As Is

$10.00

In stock

 

poems by

Debra A. Daniel

Poetry book, 42 pages, $8 cover price, selling price: $10 (due to low inventory)

ONLY a handful of copies available before this goes OUT OF PTINT

ISBN: 9781599481661

Released: 2008

* * * Selected for publication as a result of finishing as a finalist in the
2008 MSR CHAPBOOK CONTEST * * *

 

Debra A. Daniel was named SC Arts Commission Poetry Fellow in 2006 and in 1994. She was awarded the Guy Owen Prize in 2002. Her work has been published in darkskymagazine.com, Kakalak, Emrys Journal, Pequin.org, Inkwell, Southern Poetry Review, Tar River Poetry, Gargoyle, The Poetry Society of SC Yearbook, The State, the Charleston Post and Courier, Inheritance: Selections from SC Fiction Project Winners, and Twenty SC Poetry Fellows. On the same day she retired from a career teaching elementary school, she accepted a marriage proposal. Now she sings, plays mandolin and percussion in an eclectic acoustic band, and is living happily ever after in Columbia, SC, with her musician husband, Jack McGregor.

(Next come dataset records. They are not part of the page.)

Issue #1753, opened 2023-09-12
Add the support of loading data from RDB file


git-hulk:
### Search before asking

- [X] I had searched in the [issues](https://github.com/apache/kvrocks/issues) and found no similar issues.

### Motivation

#1684 supports parsing serialized binary formats from Redis
which is also the key implementation of loading the Redis RDB file.
So after that, I think we can support loading data from the RDB file directly.

### Solution

Implement other parts of parsing the RDB file.

### Are you willing to submit a PR?

- [ ] I'm willing to submit a PR!

xq2010:
I'm willing to submit a PR and will finish it next month.

git-hulk:
@xq2010 Assigned, feel free to ask any questions if you need.

xq2010:
@git-hulk  There is a commit in this pr:https://github.com/apache/kvrocks/pull/1798

git-hulk:
> @git-hulk There is a commit in this pr:#1798

Thanks for your efforts!

PR #1798, opened 2023-10-09
Add the support of the load RDB command

xq2010:
This PR is for https://github.com/apache/kvrocks/issues/1753


src/storage/rdb.h
```diff
@@ -47,26 +53,31 @@ constexpr const int RDBTypeZSetListPack = 17;
...
+class RdbStream;
+
+using RedisObjValue =
+    std::variant<std::string, std::vector<std::string>, std::vector<MemberScore>, std::map<std::string, std::string>>;
+
 class RDB {
  public:
-  explicit RDB(engine::Storage *storage, std::string ns, std::string_view input)
-      : storage_(storage), ns_(std::move(ns)), input_(input){};
+  explicit RDB(engine::Storage *storage, Config *config, std::string ns, std::shared_ptr<RdbStream> stream)
```
git-hulk: Can get config via storage's GetConfig.

git-hulk:
Hi @xq2010 Thanks for your excellent contribution first!

About how to load the RDB file, I'm wondering if it's better to export a command to do this. For example, we can support a new command like `load $type $path` which allows loading RDB file from local.

```shell
$ redis-cli 6666> load RDB /path/to/your/rdb_file
```

So that we don't need to introduce a new tool. How do you feel about this? cc @apache/kvrocks-committers

xq2010:
> Hi @xq2010 Thanks for your excellent contribution first!↳
> 
> About how to load the RDB file, I'm wondering if it's better to export a command to do this. For example, we can support a new command like `load $type $path` which allows loading RDB file from local.↳
> 
> ```shell
> $ redis-cli 6666> load RDB /path/to/your/rdb_file
> ```
> 
> So that we don't need to introduce a new tool. How do you feel about this? cc @apache/kvrocks-committers↳


 If we add the 'load rdb' command, we need to determine how to process an existing key that's present in both kvrocks and rdb, particularly when the key's type is a string in rdb. It will overwrite the existing key in kvrocks, which may be of a different type."

git-hulk:
> If we add the 'load rdb' command, we need to determine how to process an existing key that's present in both kvrocks and rdb, particularly when the key's type is a string in rdb. It will overwrite the existing key in kvrocks, which may be of a different type."

Yes, it's a good concern. I prefer overwriting by default if it exists and we can offer an option NX like the set command to let users determine in the future. This is my personal perspective, would like to hear more voices about the loading way design.

xq2010:
> Yes, it's a good concern. I prefer overwriting by default if it exists and we can offer an option NX like the set command to let users determine in the future. This is my personal perspective, would like to hear more voices about the loading way design.↳

Using NX is a good idea, I would also like to hear more opinions.

tests/testdata/corrupt_empty_keys.rdb
tisonkun, line 1: Generally, Apache release doesn't allow ship binary files. May you describe how these files are generated? Is it possible to generate test data file on the fly instead of committing them?

xq2010: These rdb files are copied from 'Redis's tests/asset/*.rdb'. If this is not allowed, I can generate the test data files on the fly

PragmaTwice:
Thanks for your contribution!

Agree with @git-hulk, I think it would be better to just implement it like a command inside the kvrocks process instead of a new program.

xq2010:
@git-hulk @PragmaTwice Okay, I will add a command to load the RDB file. The command might be rdb load \<path\> [namespace]. Do you have any suggestions or advice?

git-hulk:
> @git-hulk @PragmaTwice Okay, I will add a command to load the RDB file. The command might be rdb load <path> [namespace]. Do you have any suggestions or advice?

Thank you! Sounds good to me, but [namespace] seems unnecessary since it knows the current namespace once it enters the command.

xq2010:
> Thank you! Sounds good to me, but [namespace] seems unnecessary since it knows the current namespace once it enters the command.↳

Yes, it's unnecessary to use a namespace.

If the RDB file contains multiple db, the current implementation sets the namespace of each db to \<ns\>_\<db number\>. The password will be the same as the namespace. Only db 0 will use the current namespace. 
Perhaps using a parameter to specify which db to load would be better. If so, the command would be rdb load \<path\> [database number (default 0)].

git-hulk:
> Perhaps using a parameter to specify which db to load would be better. If so, the command would be rdb load <path> [database number (default 0)].

@xq2010 Yes, I think this is a good solution.

tests/testdata/corrupt_empty_keys.rdb
tisonkun: Yes please.

git-hulk:
@xq2010 Cool! The overall design is nice. I'll take another pass to take a look at detail implementation tomorrow.

CMakeLists.txt
```diff
@@ -253,4 +253,4 @@ file(GLOB_RECURSE TESTS_SRCS tests/cppunit/*.cc)
 add_executable(unittest ${TESTS_SRCS})
 target_include_directories(unittest PRIVATE tests/cppunit)
 
-target_link_libraries(unittest PRIVATE kvrocks_objs gtest_main ${EXTERNAL_LIBS})
```
tisonkun: Please revert this change.

tisonkun (commented):
Generally looks good. But I don't have time to check in details for giving an approval on the implementation 🤣

src/storage/rdb.cc
```diff
@@ -356,17 +378,28 @@ StatusOr<std::vector<MemberScore>> RDB::LoadZSetWithZipList() {
...
 
   // Check the checksum of the payload
-  GET_OR_RET(VerifyPayloadChecksum());
+  GET_OR_RET(VerifyPayloadChecksum(payload));
 
   auto type = GET_OR_RET(LoadObjectType());
+
+  auto value = GET_OR_RET(loadRdbObject(type, key));
+
+  return saveRdbObject(type, key, value, ttl_ms);  // NOLINT
```
git-hulk, line 393: Why do we need to add NOLINT for this line?

src/storage/rdb.cc
```diff
@@ -426,6 +443,50 @@ Status RDB::Restore(const std::string &key, uint64_t ttl_ms) {
...
       elements = GET_OR_RET(LoadListWithQuickList(type));
     }
+    return elements;
+  } else {
+    return {Status::RedisParseErr, fmt::format("unsupported type: {}", type)};
+  }
+
+  // can't be here
+  return Status::OK();
+}
```
git-hulk:
```suggestion
  }

  return {Status::RedisParseErr, fmt::format("unsupported type: {}", type)};
}
```

src/storage/rdb.cc
```diff
@@ -449,3 +510,188 @@ Status RDB::Restore(const std::string &key, uint64_t ttl_ms) {
...
+
+// Load RDB file: copy from redis/src/rdb.c:branch 7.0, 76b9c13d.
+Status RDB::LoadRdb(uint32_t db_index, bool is_nx) {
+  char buf[1024] = {0};
+  GET_OR_RETWITHLOG(stream_->Read(buf, 9));
+  buf[9] = '\0';
+
+  if (memcmp(buf, "REDIS", 5) != 0) {
+    LOG(WARNING) << "Wrong signature trying to load DB from file";
+    return {Status::NotOK};
```
git-hulk: Can we bring the error message into Status?

src/storage/rdb.cc
```diff
@@ -449,3 +510,188 @@ Status RDB::Restore(const std::string &key, uint64_t ttl_ms) {
...
+  }
+
+  auto rdb_ver = std::atoi(buf + 5);
+  if (rdb_ver < 1 || rdb_ver > RDBVersion) {
+    LOG(WARNING) << "Can't handle RDB format version " << rdb_ver;
+    return {Status::NotOK};
```
git-hulk: The same as the above

src/storage/rdb.h
```diff
@@ -87,16 +97,29 @@ class RDB {
...
-  Status peekOk(size_t n);
   StatusOr<double> loadBinaryDouble();
   StatusOr<double> loadDouble();
+
+  StatusOr<int> loadRdbType();
+  StatusOr<RedisObjValue> loadRdbObject(int rdbtype, const std::string &key);
+  Status saveRdbObject(int type, const std::string &key, const RedisObjValue &obj, uint64_t ttl_ms);
+  StatusOr<uint32_t> loadTime();
+  StatusOr<uint64_t> loadMillisecondTime(int rdb_version);
+  rocksdb::Status exist(const std::string &key);
```
git-hulk: exist => isKeyExisted

src/storage/rdb.cc
```diff
@@ -449,3 +510,188 @@ Status RDB::Restore(const std::string &key, uint64_t ttl_ms) {
...
+      LOG(WARNING) << "RDB file was saved with checksum disabled: no check performed.";
+    } else if (chk_sum != expected) {
+      LOG(WARNING) << "Wrong RDB checksum expected: " << chk_sum << " got: " << expected;
+      return {Status::NotOK, "Wrong RDB checksum"};
+    }
+  }
+
+  std::string skip_info = (is_nx ? ", exist keys skipped: " + std::to_string(skip_exist_keys) : "");
+
+  if (empty_keys_skipped > 0) {
```
git-hulk: I think we can print the empty keys info, no matter it's zero or not.

tests/cppunit/rdb_test.cc
```diff
@@ -0,0 +1,322 @@
...
+  // zset
+  s = exists("zset");
+  ASSERT_TRUE(s.IsNotFound());
+
+  s = exists("zset_ziplist");
+  ASSERT_TRUE(s.IsNotFound());
+
+  s = exists("zset_listpack");
+  ASSERT_TRUE(s.IsNotFound());
+}
```
git-hulk, line 312:
```suggestion
}

```

tests/cppunit/rdb_util.h
```diff
@@ -0,0 +1,203 @@
...
+  }
+
+  ScopedTestRDBFile(const ScopedTestRDBFile &) = delete;
+  ScopedTestRDBFile &operator=(const ScopedTestRDBFile &) = delete;
+
+  ~ScopedTestRDBFile() { std::remove(name_.c_str()); }
+
+ private:
+  std::string name_;
+};
```
git-hulk, line 203:
```suggestion
};

```

tests/cppunit/rdb_stream_test.cc
```diff
@@ -0,0 +1,90 @@
...
+
+  while (size >= len) {
+    ASSERT_EQ(reader.Read(buf, len).GetValue(), len);
+    size -= len;
+  }
+
+  if (size > 0) {
+    ASSERT_EQ(reader.Read(buf, size).GetValue(), size);
+  }
+}
```
git-hulk:
```suggestion
}

```

src/storage/rdb.cc
```diff
@@ -449,3 +510,188 @@ Status RDB::Restore(const std::string &key, uint64_t ttl_ms) {
...
+  redis::Database redis(storage_, ns_);
+  auto s = redis.Exists(keys, &cnt);
+  if (!s.ok()) {
+    return s;
+  }
+  if (cnt == 0) {
+    return rocksdb::Status::NotFound();
+  }
+  return rocksdb::Status::OK();
+}
```
git-hulk:
```suggestion
}

```

src/storage/rdb.cc
```diff
@@ -39,53 +43,69 @@
...
+#define GET_OR_RETWITHLOG(...)                                                                         \
+  ({                                                                                                   \
+    auto &&status = (__VA_ARGS__);                                                                     \
+    if (!status) {                                                                                     \
+      LOG(WARNING) << "Short read or unsupported type loading DB. Unrecoverable error, aborting now."; \
+      LOG(ERROR) << "Unexpected EOF reading RDB file";                                                 \
+      return std::forward<decltype(status)>(status);                                                   \
+    }                                                                                                  \
+    std::forward<decltype(status)>(status);                                                            \
+  }).GetValue()
```
git-hulk: @PragmaTwice What do you think about this implementation.

src/commands/cmd_server.cc
```diff
@@ -1072,6 +1074,46 @@ class CommandRestore : public Commander {
...
+
+    RDB rdb(svr->storage, conn->GetNamespace(), stream_ptr);
+    GET_OR_RET(rdb.LoadRdb(db_index_, is_nx_));
+
+    *output = redis::SimpleString("OK");
+    return Status::OK();
+  }
+
+ private:
+  bool is_nx_ = false;
```
torwig: I'm wondering if we can rename this parameter to `overwrite_existing` that will be `true` by default if I understood the meaning of the `is_nx` parameter.

src/common/rdb_stream.h
```diff
@@ -0,0 +1,80 @@
...
+ * "AS IS" BASIS, WITHOUT WARRANTIES OR CONDITIONS OF ANY
+ * KIND, either express or implied.  See the License for the
+ * specific language governing permissions and limitations
+ * under the License.
+ *
+ */
+
+#pragma once
+
+#include <stdint.h>
```
torwig: I guess we can use `<cstdint>` here as a C++-header instead of C-like `<stdint.h>`.

src/storage/rdb.cc
PragmaTwice: I think it can just be replaced by something like `void logWhenError(v) { if (!v) LOG... }`.

We'd better to keep as less macros as we can.

src/commands/cmd_server.cc
```diff
@@ -1059,8 +1060,9 @@ class CommandRestore : public Commander {
       ttl_ms_ -= now;
     }
 
-    RDB rdb(svr->storage, conn->GetNamespace(), args_[3]);
-    auto s = rdb.Restore(args_[1], ttl_ms_);
+    auto stream_ptr = std::make_shared<RdbStringStream>(args_[3]);
```
PragmaTwice: Could you make a little explanation here about where this pointer need to be "share" for undetermined lifetime? Otherwise we'd better to use `unique_ptr` : )

src/commands/cmd_server.cc
```diff
@@ -1072,6 +1074,46 @@ class CommandRestore : public Commander {
   uint64_t ttl_ms_ = 0;
 };
 
+// command format: rdb load <path> [NX]  [DB index]
+class CommandRdb : public Commander {
+ public:
+  Status Parse(const std::vector<std::string> &args) override {
+    CommandParser parser(args, 3);
+    std::string_view ttl_flag, set_flag;
```
PragmaTwice: Seems these variables are useless?

src/common/rdb_stream.cc
```diff
@@ -0,0 +1,70 @@
...
+    return {Status::NotOK, fmt::format("failed to open rdb file: '{}': {}", file_name_, strerror(errno))};
+  }
+
+  return Status::OK();
+}
+
+StatusOr<size_t> RdbFileStream::Read(char *buf, size_t len) {
+  size_t n = 0;
+  while (len) {
+    size_t read_bytes = max_read_chunk_size_ < len ? max_read_chunk_size_ : len;
```
torwig: Perhaps, we can shorten this line by using `std::min(max_read_chunk_size_, len)`.

src/storage/rdb.cc
```diff
@@ -39,53 +43,69 @@
...
+
+Status RDB::VerifyPayloadChecksum(const std::string_view &payload) {
+  if (payload.size() < 10) {
     return {Status::NotOK, "invalid payload length"};
   }
-  auto footer = input_.substr(input_.size() - 10);
+  auto footer = payload.substr(payload.size() - 10);
   auto rdb_version = (footer[1] << 8) | footer[0];
   // For now, the max redis rdb version is 11
   if (rdb_version > 11) {
```
torwig: I think we can make the value `11` a constant.

src/storage/rdb.cc
```diff
@@ -39,53 +43,69 @@
...
     return {Status::NotOK, fmt::format("invalid or unsupported rdb version: {}", rdb_version)};
   }
-  uint64_t crc = crc64(0, reinterpret_cast<const unsigned char *>(input_.data()), input_.size() - 8);
-  memrev64ifbe(&crc);
+  auto crc = GET_OR_RET(stream_->GetCheckSum());
   if (memcmp(&crc, footer.data() + 2, 8)) {
```
torwig: Perhaps here we also can make `2` and `8` constants (to describe that something is a checksum padding and something is a checksum length).

src/storage/rdb.cc
```diff
@@ -95,20 +115,17 @@ StatusOr<uint64_t> RDB::loadObjectLen(bool *is_encoded) {
...
-    case RDB64BitLen:
-      GET_OR_RET(peekOk(8));
-      __builtin_memcpy(&len, input_.data() + pos_, 8);
-      pos_ += 8;
-      return len;
+      return (len << 8) | GET_OR_RET(stream_->ReadByte());
     default:
-      return {Status::NotOK, fmt::format("Unknown length encoding {} in loadObjectLen()", type)};
+      if (c == RDB32BitLen) {
+        GET_OR_RET(stream_->Read(reinterpret_cast<char *>(&len), 4));
```
torwig: The same is related to `4` here and `8`  down the code.

src/storage/rdb.cc
```diff
@@ -449,3 +510,188 @@ Status RDB::Restore(const std::string &key, uint64_t ttl_ms) {
   }
   return db_status.ok() ? Status::OK() : Status{Status::RedisExecErr, db_status.ToString()};
 }
+
+StatusOr<uint32_t> RDB::loadTime() {
```
torwig: You can name the function more descriptive like `loadExpirationTimeSeconds`.

src/storage/rdb.cc
```diff
@@ -449,3 +510,188 @@ Status RDB::Restore(const std::string &key, uint64_t ttl_ms) {
...
+  uint32_t t32 = 0;
+  GET_OR_RET(stream_->Read(reinterpret_cast<char *>(&t32), 4));
+  return t32;
+}
+
+StatusOr<uint64_t> RDB::loadMillisecondTime(int rdb_version) {
```
torwig: You can name the function more descriptive like `loadExpirationTimeMilliseconds`.

src/storage/rdb.cc
```diff
@@ -449,3 +510,188 @@ Status RDB::Restore(const std::string &key, uint64_t ttl_ms) {
...
+    return {Status::NotOK};
+  }
+
+  auto rdb_ver = std::atoi(buf + 5);
+  if (rdb_ver < 1 || rdb_ver > RDBVersion) {
+    LOG(WARNING) << "Can't handle RDB format version " << rdb_ver;
+    return {Status::NotOK};
+  }
+
+  uint64_t expire_time = 0;
```
torwig, line 563:
```
uint64_t expire_time = 0;
int64_t expire_keys = 0;
int64_t load_keys = 0;
int64_t empty_keys_skipped = 0;
uint64_t skip_exist_keys = 0;
```

Minor renaming to the following:
```
uint64_t expiration_time = 0;
int64_t expired_keys = 0;
int64_t loaded_keys = 0;
int64_t skipped_empty_keys = 0;
uint64_t skipped_existing_keys = 0;
```

src/storage/rdb.cc
```diff
@@ -449,3 +510,188 @@ Status RDB::Restore(const std::string &key, uint64_t ttl_ms) {
...
+    auto ret = saveRdbObject(type, key, value, expire_time);
+    if (!ret.IsOK()) {
+      LOG(WARNING) << "save rdb object key " << key << " failed: " << ret.Msg();
+    } else {
+      load_keys++;
+    }
+  }
+
+  // Verify the checksum if RDB version is >= 5
+  if (rdb_ver >= 5) {
```
torwig: Make `5` as a constant (something like `kMinRdbVersionToVerifyChecksum` or something shorter).

src/storage/rdb.cc
```diff
@@ -449,3 +510,188 @@ Status RDB::Restore(const std::string &key, uint64_t ttl_ms) {
...
+  GET_OR_RETWITHLOG(stream_->Read(buf, 9));
+  buf[9] = '\0';
+
+  if (memcmp(buf, "REDIS", 5) != 0) {
+    LOG(WARNING) << "Wrong signature trying to load DB from file";
+    return {Status::NotOK};
+  }
+
+  auto rdb_ver = std::atoi(buf + 5);
+  if (rdb_ver < 1 || rdb_ver > RDBVersion) {
```
torwig: Transform `1` into the `kMinRdbVersion` constant.

src/storage/rdb.cc
```diff
@@ -449,3 +510,188 @@ Status RDB::Restore(const std::string &key, uint64_t ttl_ms) {
...
+  // Verify the checksum if RDB version is >= 5
+  if (rdb_ver >= 5) {
+    uint64_t chk_sum = 0;
+    auto expected = GET_OR_RETWITHLOG(stream_->GetCheckSum());
+    GET_OR_RETWITHLOG(stream_->Read(reinterpret_cast<char *>(&chk_sum), 8));
+    if (chk_sum == 0) {
+      LOG(WARNING) << "RDB file was saved with checksum disabled: no check performed.";
+    } else if (chk_sum != expected) {
+      LOG(WARNING) << "Wrong RDB checksum expected: " << chk_sum << " got: " << expected;
+      return {Status::NotOK, "Wrong RDB checksum"};
```
torwig: So we check the checksum to return an error? What would be the result? As I understand from the code, all objects will be loaded and the function `RDB::LoadRdb` will return an error without any rollback. Can we write something like "All objects were processed and loaded but the checksum is unexpected" in the response to the client?

src/storage/rdb.cc
```diff
@@ -449,3 +510,188 @@ Status RDB::Restore(const std::string &key, uint64_t ttl_ms) {
...
+    LOG(INFO) << "Done loading RDB,  keys loaded: " << load_keys << ", keys expired:" << expire_keys
+              << ", empty keys skipped: " << empty_keys_skipped << skip_info;
+  } else {
+    LOG(INFO) << "Done loading RDB,  keys loaded: " << load_keys << ", keys expired:" << expire_keys << skip_info;
+  }
+
+  return Status::OK();
+}
+
+rocksdb::Status RDB::exist(const std::string &key) {
```
torwig: I would rename this function to `keyExist` or as @git-hulk suggested `isKeyExist`.

src/storage/rdb.cc
```diff
@@ -449,3 +510,188 @@ Status RDB::Restore(const std::string &key, uint64_t ttl_ms) {
...
+  int cnt = 0;
+  std::vector<rocksdb::Slice> keys;
+  keys.emplace_back(key);
+  redis::Database redis(storage_, ns_);
+  auto s = redis.Exists(keys, &cnt);
```
torwig: I was thinking of introducing the function `Database::KeyExist` to make the check, in this case, simpler without creating `std::vector` and renaming `Database::Exists` to `Database::MultipleKeysExist`. However, I'm not sure about it. @git-hulk @PragmaTwice What do you think?

torwig (commented):
@xq2010 Good job, thank you for your effort. Just a little nitpicking from me :)

src/common/rdb_stream.h
```diff
@@ -0,0 +1,80 @@
...
+class RdbStream {
+ public:
+  RdbStream() = default;
+  virtual ~RdbStream() = default;
+
+  virtual StatusOr<size_t> Read(char *buf, size_t len) = 0;
+  virtual StatusOr<uint64_t> GetCheckSum() const = 0;
+  StatusOr<uint8_t> ReadByte() {
+    uint8_t value = 0;
+    auto s = Read(reinterpret_cast<char *>(&value), 1);
```
PragmaTwice, line 39: not sure if we need to consider endian here.

src/storage/rdb.cc
git-hulk: Yes,this solution will be better.

xq2010:
Thanks for your review, I will review it later

src/storage/rdb.h
xq2010: The last commit has deleted the config parameter

src/storage/rdb.cc
xq2010: The lint report falsely indicates a memory leak, but I can't find any potential for a memory leak

src/storage/rdb.cc
xq2010: yes, accepted

src/storage/rdb.cc
xq2010: okay

src/storage/rdb.cc
xq2010: Okay

src/commands/cmd_server.cc
xq2010: Yes, it's better to use unique_ptr.

src/commands/cmd_server.cc
xq2010: Yes, I copied it and forgot to delete.

src/common/rdb_stream.cc
xq2010: Okay

src/common/rdb_stream.h
xq2010: I don't think so. It only reads one byte. If you plan to use it to read multiple bytes, you should determine how to handle endianness

src/storage/rdb.cc
git-hulk: ok, it should be if the ASAN in CI is good.

src/common/rdb_stream.cc
```diff
@@ -0,0 +1,70 @@
...
+  pos_ += n;
+  return n;
+}
+
+StatusOr<uint64_t> RdbStringStream::GetCheckSum() const {
+  if (input_.size() < 8) {
+    return {Status::NotOK, "invalid payload length"};
+  }
+  uint64_t crc = crc64(0, reinterpret_cast<const unsigned char *>(input_.data()), input_.size() - 8);
+  memrev64ifbe(&crc);
```
mapleFU, line 40: It's a bit tricky here. Should we `memrev64ifbe` for the crc64 of the Stream?

src/common/rdb_stream.cc
```diff
@@ -0,0 +1,70 @@
...
+
+StatusOr<size_t> RdbFileStream::Read(char *buf, size_t len) {
+  size_t n = 0;
+  while (len) {
+    size_t read_bytes = max_read_chunk_size_ < len ? max_read_chunk_size_ : len;
+    ifs_.read(buf, static_cast<std::streamsize>(read_bytes));
+    if (!ifs_.good()) {
+      return Status(Status::NotOK, fmt::format("read failed: {}:", strerror(errno)));
+    }
+    check_sum_ = crc64(check_sum_, (const unsigned char *)buf, read_bytes);
```
mapleFU: using `static_cast` for  `buf`?

src/common/rdb_stream.cc
```diff
@@ -0,0 +1,70 @@
...
+  }
+
+  return Status::OK();
+}
+
+StatusOr<size_t> RdbFileStream::Read(char *buf, size_t len) {
+  size_t n = 0;
+  while (len) {
+    size_t read_bytes = max_read_chunk_size_ < len ? max_read_chunk_size_ : len;
+    ifs_.read(buf, static_cast<std::streamsize>(read_bytes));
```
mapleFU, line 58: https://en.cppreference.com/w/cpp/io/basic_istream/read
Do we need to handle the exception here?

src/common/rdb_stream.h
```diff
@@ -0,0 +1,80 @@
...
+ public:
+  explicit RdbFileStream(std::string file_name, size_t chunk_size = 1024 * 1024)
+      : file_name_(std::move(file_name)), check_sum_(0), total_read_bytes_(0), max_read_chunk_size_(chunk_size){};
+  RdbFileStream(const RdbFileStream &) = delete;
+  RdbFileStream &operator=(const RdbFileStream &) = delete;
+  ~RdbFileStream() override = default;
+
+  Status Open();
+  StatusOr<size_t> Read(char *buf, size_t len) override;
+  StatusOr<uint64_t> GetCheckSum() const override { return check_sum_; }
```
mapleFU: Actually I think `GetCheckSum()` here is a bit tricky. Can we use `std::optional<uint64_t> check_sum_` as member, and return `Error` when `check_sum_` is unset?

src/common/rdb_stream.h
PragmaTwice: Oh, didn't notice it. Looks fine then.

src/storage/rdb.cc
xq2010: I believe the original version is better :)

src/storage/rdb.cc
xq2010: Yes, if the checksum does not match, we will not perform a rollback. In Redis, if a checksum error occurs, the server will exit during start-up. However, as a command to load the RDB, it is not suitable to exit. Instead, I will add an error message to be sent to the client.

src/common/rdb_stream.cc
xq2010: yes, we should, , that's what Redis does.

src/common/rdb_stream.h
xq2010: i don't think so, if not set, it should not return an error

git-hulk:
Hi @xq2010 How's this PR going? Should we take another round review?

xq2010:
@git-hulk  Thank you for your review. I've made some corrections. Could you please review it once more?

git-hulk:
> @git-hulk Thank you for your review. I've made some corrections. Could you please review it once more?

Sure, thanks for your efforts!

git-hulk (approved):

git-hulk:
I would like to merge this PR today if no more comments.

mapleFU:
I'm a bit busy these few days. I'll go through it before Thursday. You can merge this first if other doesn't have any comments.

torwig (approved):
Generally, LGTM.

src/common/rdb_stream.cc
```diff
@@ -0,0 +1,69 @@
...
+ * under the License.
+ *
+ */
+
+#include "rdb_stream.h"
+
+#include "fmt/format.h"
+#include "vendor/crc64.h"
+
+StatusOr<size_t> RdbStringStream::Read(char *buf, size_t n) {
```
mapleFU, line 26: The syntax of `RdbStringStream` is different from `RdbFileStream`. The previous one will return a smaller size when n is greater than remaining buffer, but `RdbFileStream` will always return `Status::NotOK`. Is this expected?

src/storage/rdb.cc
```diff
@@ -156,10 +173,9 @@ StatusOr<std::string> RDB::loadEncodedString() {
   }
 
   // Normal string
-  GET_OR_RET(peekOk(static_cast<size_t>(len)));
-  auto value = std::string(input_.data() + pos_, len);
-  pos_ += len;
-  return value;
+  std::vector<char> vec(len);
+  GET_OR_RET(stream_->Read(vec.data(), len));
```
mapleFU, line 177: Could it be `len == 0`?

src/common/rdb_stream.cc
mapleFU: Oh I make it wrong. So they're same.

src/storage/rdb.cc
xq2010: Yes, it is possible, could you  help me fix it?

mapleFU: https://github.com/apache/kvrocks/pull/1839
I've create a pull request for it.

Thanks again for your contribution!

What My Parents Never Told Me

If, in first date darkness,
watching Myrna Loy and William Powell,
he reached for her hand.
Did she think him fresh to attempt a kiss
and turn from his lips?
If, dancing at Twin Lakes,
he held her close enough
to smell the crescent of gardenias
curving the nape of her neck.
If, on their wedding day, his sergeant
in a stiff uniform and her sister,
sworn to secrecy, stood up for them
in an army chapel,
or if, in a polished wood office
only city hall strangers witnessed their joining.
Did she, in a borrowed linen suit weep
while he fumbled for his handkerchief,
tilted her chin to make a bashful dab at her tears?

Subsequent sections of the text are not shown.